Justo cuando todos temían morir desangrados por la impresión, vieron que el "culpable" finalmente se apiadó y dejó de reír. Aunque verlos juntos aún los mareaba, afortunadamente, después de presenciar esa sonrisa "destructora del mundo", pudieron soportar la escena. Justo cuando empezaban a relajarse, el intenso calor de la arena los abrumó de repente. Los dos, de pie en la plataforma bajo la luz del sol, parecían reyes nobles por naturaleza, erguidos en la cima de un alto pico, mirando a la multitud con orgullo y altivez, obligando a todos a someterse a ellos.
No les sorprendió que la Emperatriz poseyera tal aura, pero ¿cómo podía el joven maestro Mo, un simple erudito y sabio, tener una presencia tan majestuosa, al mando de miles de tropas y eclipsar a todos los demás? Aparte de generales como Wei Ziqi, que ya habían presenciado la imponente presencia de Ao Junfei, los demás funcionarios quedaron nuevamente profundamente conmocionados, mientras que el corazón de la joven se hundió aún más.
Los hermanos Zhengxuan y Jinxuan intercambiaron una mirada de desconcierto y profunda preocupación.
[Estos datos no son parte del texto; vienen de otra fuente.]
PR #529, opened 2021-12-13
allow oatpp::Any to parse directly to UInt64 or Int64

langchr86:
Currently the parsing of `oatpp::Any` can only parse numbers to `oatpp::Float64`.
In my use case I need exact parsing for integer types. Therefore we need to guess the integer type of a JSON "integer" value.

This PR extends the `Deserializer::guessNumberType` function to search for a decimal separator. If no is found in the next word we have an integer value. Depending on the first character it is then parsed as `UInt64` or `Int64`.

I also added tests that checks all supported cases for `oatpp::Any` parsing.

### DIFF
--- a/src/oatpp/parser/json/Utils.cpp
+++ b/src/oatpp/parser/json/Utils.cpp
@@ -476,6 +476,21 @@ std::string Utils::parseStringToStdString(ParsingCaret& caret){
   return "";
   
 }
-    
+
+bool Utils::findDecimalSeparatorInCurrentNumber(ParsingCaret& caret) {
+  parser::Caret::StateSaveGuard stateGuard(caret);
+
+  // search until a decimal separator is found or no more digits are found or no more data available
+  while(caret.canContinue()) {
+    if (caret.isAtChar(JSON_DECIMAL_SEPARATOR)) {
+      return true;
+    }
+    if (!caret.isAtDigitChar()) {
+      return false;
+    }
+    caret.inc();
+  }
+  return false;
+}
   
 }}}
--- a/src/oatpp/parser/json/Utils.hpp
+++ b/src/oatpp/parser/json/Utils.hpp
@@ -61,6 +61,11 @@ public:
    */
   static constexpr v_int64 ERROR_CODE_PARSER_QUOTE_EXPECTED = 3;
 
+  /**
+   * Character that is used as decimal separator in floating point string representations.
+   */
+  static constexpr v_char8 JSON_DECIMAL_SEPARATOR = '.';
+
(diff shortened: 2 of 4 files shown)


langchr86:
Looks like the problems with CI is not related to my code changes but with the CI infrastructure.

src/oatpp/parser/json/Utils.cpp
```diff
@@ -476,6 +476,15 @@ std::string Utils::parseStringToStdString(ParsingCaret& caret){
   return "";
   
 }
-    
+
+bool Utils::findDecimalSeparatorInNextWord(const char* data) {
```
lganzzzo, line 480: This method take `ParsingCaret& caret` as a parameter because we are bounded by caret.dataSize and not by '\0' char.

src/oatpp/parser/json/Utils.cpp
```diff
@@ -476,6 +476,15 @@ std::string Utils::parseStringToStdString(ParsingCaret& caret){
...
+  while (*data != '\0' && std::isspace(*data) == 0) {
```
lganzzzo, line 481: This condition should be changed. 
It checks for `\0` char or until `std::isspace == false` which is incorrect.
Consider the following JSON:

```json
{"a":1,"b":1.1}
```

in this case this method will be evaluated to true when checking `a` since it won't stop on the `,`.

lganzzzo (changes requested):
Thanks for the Great PR!

Please fix the `findDecimalSeparatorInNextWord()` method

src/oatpp/parser/json/Utils.cpp
langchr86: Good point. Is there any helper or definition which characters can mark the end of a "value field"? Or should I introduce something globally for the "," and "}"? Or simply use these locally in this method?

lganzzzo: I think we can do the following check - if the current char is anything but a digit or a decimal separator - stop.

> Or should I introduce something globally for the "," and "}"? Or simply use these locally in this method?

Locally should be enough

langchr86: Thank you for your inputs. I changed the implementation accordingly and tried to use `Caret`. I hope I did understand the usage of `Caret` and `StateSaveGuard` correctly. I also improved the unit tests for numbers a bit to have the case tested where additional content comes after the parsed number.

lganzzzo (approved):

lganzzzo:
Thanks for the great PR!
Merged!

No entendían por qué las dos mujeres habían cambiado de repente de expresión. Su actitud no se parecía en nada a la de amantes que se reencuentran; más bien parecía la de enemigos. Era como si su anterior "mirada cariñosa" hubiera sido una ilusión. ¿Qué... qué estaba pasando? ¿Se habían equivocado? Se conocían, pero no eran amantes; ¿eran enemigos? ¿Cómo era posible? Si eran enemigos, ¿qué debían hacer?
"Jun..."
"Qing'er..."
Los dos hermanos gritaron al unísono y se acercaron a las dos mujeres. No sabían qué hacer allí; solo querían estar a su lado. Estos dos hermanos, que desde la infancia habían tenido el control de todo, se mantenían serenos y tranquilos incluso ante funcionarios traicioneros que conspiraban para usurpar el trono o invasiones extranjeras. Ahora, sin embargo, no podían comprender las intenciones de estas dos mujeres. No podían controlarlas en absoluto, ni siquiera entender su relación. Eran, sin duda, su némesis.
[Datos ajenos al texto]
PR #541, opened 2022-01-06
Only build oatpp-test if OATPP_BUILD_TESTS is YES

dencrypt-jacob:
I noticed that even when building with OATPP_BUILD_TESTS = NO, an oatpp-test library would still be built and other oatpp modules would still depend on it.

So these modifications remove all oatpp-test, when  OATPP_BUILD_TESTS = NO.

I will have similar pull requests for oatpp-mbedtls and oatpp-websocket.

I am not using the remaining oatpp modules, so I have not checked how this would affect them.

### DIFF
--- a/CMakeLists.txt
+++ b/CMakeLists.txt
@@ -9,9 +9,6 @@ string(REGEX REPLACE "#define OATPP_VERSION \"([0-9]+.[0-9]+.[0-9]+)\"$" "\\1" o
 
 set(OATPP_THIS_MODULE_NAME oatpp) ## name of the module (also name of folders in installation dirs)
 set(OATPP_THIS_MODULE_VERSION ${oatpp_VERSION}) ## version of the module (also sufix of folders in installation dirs)
-set(OATPP_THIS_MODULE_LIBRARIES oatpp oatpp-test) ## list of libraries to find when find_package is called
-set(OATPP_THIS_MODULE_TARGETS oatpp oatpp-test) ## list of targets to install
-set(OATPP_THIS_MODULE_DIRECTORIES oatpp oatpp-test) ## list of directories to install
 
 ###################################################################################################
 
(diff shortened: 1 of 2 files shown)


lganzzzo:
Hello @dencrypt-jacob ,

`oatpp-test` is a small library for testing oatpp applications and it's always included with oatpp.
`OATPP_BUILD_TESTS` - is a flag that signals whether or not build tests for oatpp (liboatpp itself)

Basically, you may not be interested in testing oatpp but you still want to test your oatpp-based application.

lganzzzo:
This PR won't be merged.

Please feel free to text/comment in case you have further questions/ideas

Best Regards,
Leonid

dencrypt-jacob:
Hmmm - OK. The problem is that I build a "core" for use in iOS and Android apps. I provide shared libraries for oatpp, oatpp-mbedtls and oatpp-websocket + a lot of other stuff. Now I will have to provide oatpp-test as well, even though, I am pretty sure the clients will not be using it.
Maybe the issue should be solved differently. It seems oatpp is not depending on oatpp-test, but oatpp-mbedtls is depending on it, so the linker requires oatpp-test to be present if I try to load oatpp-mbedtls.

What do you think?

dencrypt-jacob:
With you comments in mind, I will take a closer look, if I can avoid the dependency in oatpp-mbedtls.

lganzzzo:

"¡Alto!", gritaron Ao Jun y Ao Xue al unísono con frialdad, deteniendo a los dos hermanos que estaban a punto de acercarse a ellos.
Zhengxuan y Jinxuan se detuvieron un instante, pero luego continuaron caminando con determinación. Eran personas a las que apreciaban mucho y no podían permitir que les sucediera nada. Por lo tanto, esta vez no les harían caso.
«No se acerquen más. Esto es un asunto entre nosotros dos. Nadie puede interferir. No me culpen por ser descortés». Al ver que Zhengxuan y Jinxuan no les hacían caso, Aojun y Aoxue se giraron y los amenazaron con voz fría. Sus rostros eran serios y sus ojos expresaban claramente un solo mensaje: quien se acerque, que se olvide de volver a verlos.
Zhengxuan y Jinxuan se detuvieron en seco. Parecía que no les quedaba más remedio que mantenerse al margen, pues ambos sabían que aquellas mujeres eran personas de palabra. Pero si algo sucedía, actuarían aunque eso significara ser odiadas de por vida. Se repitieron esto a sí mismos al mismo tiempo.
Ao Xue volvió la cabeza con satisfacción, mirando extrañada las túnicas blancas de Ao Jun, y dijo fríamente: "¿No te gusta usar ropa blanca? ¿Has olvidado lo fácil que se ensucia?".